━━━ EXERCISE MATERIALS

PR #1435, opened 2016-09-06
Triangulation_2: Use boost::transform_iterator instead of CGAL::Iterator_project

afabri:


Triangulation_2/include/CGAL/Triangulation_2.h
```diff
@@ -29,7 +29,7 @@
 #include <iostream>
 
 #include <CGAL/iterator.h>
-#include <CGAL/Iterator_project.h>
+//#include <CGAL/Iterator_project.h>
 #include <CGAL/function_objects.h>
```
sloriot: do not comment but remove

Triangulation_2/include/CGAL/Triangulation_2.h
```diff
@@ -194,13 +195,15 @@ class Triangulation_2
...
+  /*
   typedef Iterator_project<Finite_vertices_iterator, 
                            Proj_point,
 	                   const Point&, 
                            const Point*,
                            std::ptrdiff_t,
                            std::bidirectional_iterator_tag>  Point_iterator;
-
+  */
+  typedef boost::transform_iterator<Proj_point,Finite_vertices_iterator> Point_iterator;
```
sloriot: do not comment but remove

lrineau:
I suggest you change the title of the PR. It does not seem to be only about removing an unused `#include`. You did change from an iterator adapter to another.

PR #1436, opened 2016-09-07
Renewal of CMake scripts: header-only, ctest, CMake>=3.1

lrineau:
- [x] <s>The CTest support no longer tries to test demos (should be backported to 4.9).</s> (already done)
- [x] <s>The bash script `cgal_create_cmake_script` enables C++14</s> (done in PR #1533)
- [x] <s>New feature of `create_single_source_cgal_program` that allows to use C++11/14 features.</s> (done in PR #1534)
- [x] **The main goal:** Use CMake-3.1 new features to renew the configuration of CGAL.
- [x] **The second goal:** header-only step 2 (_pure header only_, without CMake):
  - [x] First implementation done
  - [x] How to generate `<CGAL/compiler_config.h>`?
  - [x] Deal with CGAL_Core with GMP disabled
  - [x] handle compilation flags modified in `Installation/CMakeLists.txt` (`-frounding-math` and others) ... Fixed in https://github.com/CGAL/cgal/pull/1436/commits/03f84dc94b5e6c707fd56325b4354173f7f116ae
  - [x] Changes about CORE and Boost thread: see #1888 ...Fixed in https://github.com/CGAL/cgal/pull/1436/commits/283f8138d80f605bf1aff663b8a305a0cd4a0ef4

TODO for later:
  - [x] Handle `make install` for pure-header-only (done in https://github.com/CGAL/cgal/pull/1436/commits/7cff890473d5a499b81fe4a9eb347e6a3d55ef10)
  - [x] Merge `CGAL_HEADER_ONLY` and `CGAL_HEADER_ONLY_STEP_2`
  - [ ] a kind of preconfiguration for pure-header-only?
  - [x] Commit `<CGAL/version.h>` in Git?
  - [x] Document the modification to `cgal_create_cmake_script`
  - [x] Document modifications to `create_single_source_cgal_program` (done, see https://github.com/CGAL/cgal/pull/1534#issuecomment-254225657)

For C++14 support, the required CMake versions are:
- CMake>=3.1 for gcc and clang on Linux,
- CMake>=3.2 for our usual platforms,
- CMake>=3.6 for Intel Compiler.


lrineau:
Problem: our Travis CI configuration uses CMake-2.8.11. We now requires CMake>=2.8.12.

lrineau:
I have verified that it works, on my machine, with CMake-2.8.12.

lrineau:
The first Travis issue is now fixed. But now clang uses g++ STL and fails.

Triangulation_3/examples/Triangulation_3/CMakeLists.txt
```diff
@@ -1,29 +1,11 @@
...
-  include( ${CGAL_USE_FILE} )
-  
-  find_package( TBB QUIET )
-
-  if( TBB_FOUND )
-    include(${TBB_USE_FILE})
-    list(APPEND CGAL_3RD_PARTY_LIBRARIES ${TBB_LIBRARIES})
-  endif()
-
-  include( CGAL_CreateSingleSourceCGALProgram )
```
cjamin: Are you sure we don't need that anymore? I'm getting an error: "Unknown CMake command "create_single_source_cgal_program""

lrineau: Actually you are quite right. If we want the CMakeLists.txt to be compatible with:
  -  CGAL in pure header only,
  - or header only step 1,
  - or CGAL precompiled,
then I have to modify the other `CGALConfig.cmake` (those that are generated), so that `CGAL_CreateSingleSourceCGALProgram` is included automatically.

cjamin: Actually, it is already the case (in both CGALConfig_XXX.cmake.in).

lrineau:
https://www.slideshare.net/LaurentRineau/clipboards/my-clips

Installation/cmake/modules/CGAL_SetupCGALDependencies.cmake
```diff
@@ -120,7 +120,7 @@ function(CGAL_setup_CGAL_dependencies target)
     if(WIN32)
       target_compile_options(${target} ${keyword} "/fp:strict")
     else()
-      target_compile_options(${target} ${keyword} "-fp-model strict")
+      target_compile_options(${target} ${keyword} "-fp-model" "strict")
```
lrineau: @afabri: That was the issue causing the errors with the Intel Compiler. Because I had added the option `"-fp-model strict"` in one argument, instead of `-fp-model strict` in two arguments, then the FPU model was not set, and the CGAL filters were wrong.

I have remerged #2592 about the faster usage of MPFR.

lrineau:
@maxGimeno After the removal of the direct use of OpenGL, `demo//Principal_component_analysis` and `demo/Optimal_transportation_reconstruction_2` no longer compile in this branch: they do not use the `QOpenGLFunctions` API. Could you please fix them?

That is rather urgent because this PR blocks a lot of thing in `integration`.

lrineau:
@afabri Could you try to build this branch, commit https://github.com/CGAL/cgal/pull/1436/commits/26fe3df693dd8b586a757a2d23e563a9e0dc22fa, and compile CGAL_Core as a DLL on Windows?

afabri:
It works for VC++.

lrineau:
@maxGimeno I have tested your two commits 66df33abeab181ff91c685d7282e8114e24eaa90 and 30171e03ee3fba13f34d28b20cda7ee09d9875c0, and now the two demos build correctly. Thanks!

Now, our only usages of OpenGL in CGAL are in:
  - the polyhedron demo (for `GlSplat`), but that will disappear soon or later,
  - in the old demo in `demo/Surface_mesher`,
  - and as a dependency of libQGLViewer (for versions < 2.5.4).

lrineau:
@janetournois @afabri @cjamin:
The only remaining issue with this branch seems to be on Windows with the CMake variable `CGAL_HEADER_ONLY=ON`: in that case there are a lot of errors with CGAL_Core in various packages. See the column `x64_Cygwin-Windows10_MSVC2017-Release-64bits` in [the test results of 4.12-Ic-109].

[the test results of 4.12-Ic-109]: https://cgal.geometryfactory.com/CGAL/testsuite/results-4.12-Ic-109.shtml

 I would like you to try to reproduce, and help me debug that issue.

lrineau:
As a matter of fact, we also have issue with the Intel Compiler... but we decided to drop its support.

cjamin:
Unfortunately, I don't have MSVC 2017 for now, but here are a few questions/suggestions:
- Do you have a way to check if CGAL_CAN_USE_CXX11_THREAD_LOCAL is defined for this test?
- If yes, could you try to force the use of Boost.Thread like it's done for GCC?

cjamin:
Is the MSVC 2017 problem fixed?

lrineau:
No. I wanted that PR be merged, now that almost all issues are solved (at least in non-header-only mode). I have created https://github.com/CGAL/cgal/issues/2656 to gather the remaining issues.

cjamin:
Ok, I understand. I will rewrite my comment there.

PR #1437, opened 2016-09-07
Add a link to the dD alpha complex offered by GUDHI

afabri:


Alpha_shapes_2/doc/Alpha_shapes_2/Alpha_shapes_2.txt
```diff
@@ -43,6 +43,10 @@ it's way too large. So we will never spoon up ice-cream lying in the
 inside of the convex hull of \f$ S\f$, and hence the \f$ \alpha\f$-shape for
 \f$ \alpha \rightarrow \infty\f$ is the convex hull of \f$ S\f$.
 
+\cgal offers 2D and 3D alpha shapes. The GUDHI library offers a
+<a href="http://gudhi.gforge.inria.fr/doc/latest/group__alpha__complex.html"> dD Alpha complex</a>.
```
lrineau: We might wonder why the `Gudhi::alphacomplex::Alpha_complex< Kernel >` is not part of CGAL itself. It seems to use a lot from CGAL.

VincentRouvreau: As far as I know, CGAL has no persistence computation module, neither data structure adapted to such comptutations. Am I wrong ?
GUDHI's team is grateful of all the work done on CGAL, and also to contribute to CGAL development.

lrineau: Hi Vincent, I just discussed the subject in-real-life with @cjamin. I did not know that the code of the `Alpha_complex` from GUDHI was beyond the simple computation of the dD alpha shape. Clément told me that there was code inside it to compute persistence on the alpha shape. And that of course is the subject of GUDHI, not pure geometry computation. I am imagine that extracting a pure-geometrical dD alpha shape code from GUDHI is quite difficult.

mglisse:
One main reason to have alpha_complex in Gudhi is that we need a simplicial complex data structure that actually represents all the simplices of all dimensions so we can store the alpha value (we need it internally, not just to export the result). There is one in Gudhi, but not in CGAL AFAIK (linear cell complex might be usable for this, but not a great fit), and maps like Alpha_shape_3 uses are unlikely to scale so well.
Otherwise, no, there is no specific code to compute persistence on an alpha complex, we just produce a simplicial complex and use the separate persistence module on that, alpha_complex is really about the geometry. Essentially, we build a Delaunay triangulation in CGAL, then convert it to our simplicial complex data structure, then there is the main function that computes the alpha values (by decreasing dimension). Extracting the geometry part is easy, but then you would need to design an interface, and it doesn't seem worth the trouble for now. However, if someone from GF is volunteering to do the work, we are available to discuss the details ;-)

PR #1438, opened 2016-09-07
Clean up projects name in cmake scripts

sloriot:


lrineau:
@sloriot 
Could the test directories project names have a "_Tests" suffix? That would be better if you want to run CTest test for only the test/ directories.

For example, for the moment `ctest -L Mesh_3` launches the test from `test/Mesh_3` and `examples/Mesh_3`, and there is no way to launch only the tests from `test/Mesh_3`. If the `test/Mesh_3` project name was `Mesh_3_Tests`, then `ctest -L Mesh_3` would still launch both examples and tests, but in addition `ctest -L Mesh_3_Tests` would allow to launch only the tests from `test/Mesh_3`.

PR #2589, opened 2017-11-09
Polyhedron demo: Fix pixel value in Io_image_plugin

### LINKED ISSUE #2588: Demo io_image_plugin: Wrong display of picked pixel values
## Issue Details

In the Polyhedron Demo, when the gray-level image `examples/Mesh_3/data/skull_2.9.inr` is open, and when with <kbd>Shift</kbd>+left-click a pixel is picked, the value of the pixel is displayed, at the top of the "Volume Plantes Control" dock-widget:

spectacle ve5661

Two issues:
1. The string "Isovalue at point:" should be "Value of that pixel:".
2. The value is displayed as an integer, even if the image word type is `float`. There is some code in the plugin to deal with that, but it must have been modified and a regression was introduced.

Please fix in 4.11 is the bug can be confirmed in that branch. It is sufficient to compile `io_image_plugin`.

## Environment

* Operating system (Windows/Mac/Linux, 32/64 bits): Linux Fedora 26
* Compiler: g++
* Specific flags used (if any): `-g -Og`
* CGAL version: Tuesday `integration`, but that is probably the same with `master` (64023d2b3334eb2fed2581e397e456ad160b7871)

maxGimeno:
## Summary of Changes
This PR changes the signal emitted when a pixel is picked so it displays either an integer or a double according the the isovalue type of the image
## Release Management

* Issue(s) solved (if any): fix #2588

### DIFF
--- a/Polyhedron/demo/Polyhedron/Plugins/Mesh_3/Io_image_plugin.cpp
+++ b/Polyhedron/demo/Polyhedron/Plugins/Mesh_3/Io_image_plugin.cpp
@@ -93,7 +93,7 @@ public Q_SLOTS:
     getPixel(e->pos());
   }
 Q_SIGNALS:
-  void x(int);
+  void x(QString);
 
 public:
   void setIC(const IntConverter& x) { ic = x; fc = boost::optional<DoubleConverter>(); }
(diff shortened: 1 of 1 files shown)


lrineau:
In #2588, I said:
> Please fix in 4.11 is the bug can be confirmed in that branch. 

Could you please rebase the patch and the PR?

maxGimeno:
rebased on 4.11

PR #2592, opened 2017-11-13
Faster to_interval(Gmpq)

mglisse:
## Summary of Changes

Make conversion to interval through MPFR3 faster. Keep old code for compatibility with centos with mpfr-2.2 or 2.4.

## Release Management

### DIFF
--- a/Number_types/include/CGAL/double.h
+++ b/Number_types/include/CGAL/double.h
@@ -138,8 +138,7 @@ inline double sse2fabs(double a)
   __m128d temp = _mm_set1_pd(a);
   
   temp = _mm_and_pd(temp, absMask.m);
-  _mm_store_sd(&a, temp);
-  return a;
+  return _mm_cvtsd_f64 (temp);
 }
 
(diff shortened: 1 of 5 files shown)


lrineau:
Only for `master` (4.12)?

Number_types/include/CGAL/double.h
```diff
@@ -138,8 +138,7 @@ inline double sse2fabs(double a)
   __m128d temp = _mm_set1_pd(a);
   
   temp = _mm_and_pd(temp, absMask.m);
-  _mm_store_sd(&a, temp);
-  return a;
+  return _mm_cvtsd_f64 (temp);
```
lrineau: Is that change on purpose? It does not seem related to the description of the PR?

lrineau: Marc told me that it was on purpose.

mglisse:
Yes, only master, it is a new optimization, it doesn't seem necessary to backport.

PR #2595, opened 2017-11-13
BGL/LCC: use generic load

gdamiand:
## Summary of Changes

In BGL for LCC, replace the use of my own copy of cgal/bgl/graph/io.h by the original file (which is now integrated in master since https://github.com/CGAL/cgal/commit/b1c08973d0a9b578248c14e9b762c727097e2614).

Update two tests in BGL that can now use the generic load function instead of some specialized functions.

## Release Management

* Affected package(s): LCC, BGL


lrineau:
Guilaume, would you mind rebase on `master` and resolve the conflict? That will ease the tests in `integration`.

gdamiand:
Done. By the way, we will have conflicts with all our branches following the modifications of all cgal header file (add of // SPDX-License-Identifier:)

lrineau:
The conflicts will only be for deleted files (because they were modified in-between in `master`). And there is also a kind of conflict with added files: Git will not see the conflict, but our testing scripts will report that the new files do not have the `SPDX-License-Identifier`. Cc @sloriot

sloriot:
Note that the dev manual is updated in https://github.com/CGAL/cgal/pull/2605 to mention the presence of the 3 tags.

━━━━━━

WHAT TO PRODUCE:
Read the entries and show each line that mentions "OpenGL".

PROBLEM SOLUTION:
@maxGimeno After the removal of the direct use of OpenGL, `demo//Principal_component_analysis` and `demo/Optimal_transportation_reconstruction_2` no longer compile in this branch: they do not use the `QOpenGLFunctions` API. Could you please fix them?
Now, our only usages of OpenGL in CGAL are in:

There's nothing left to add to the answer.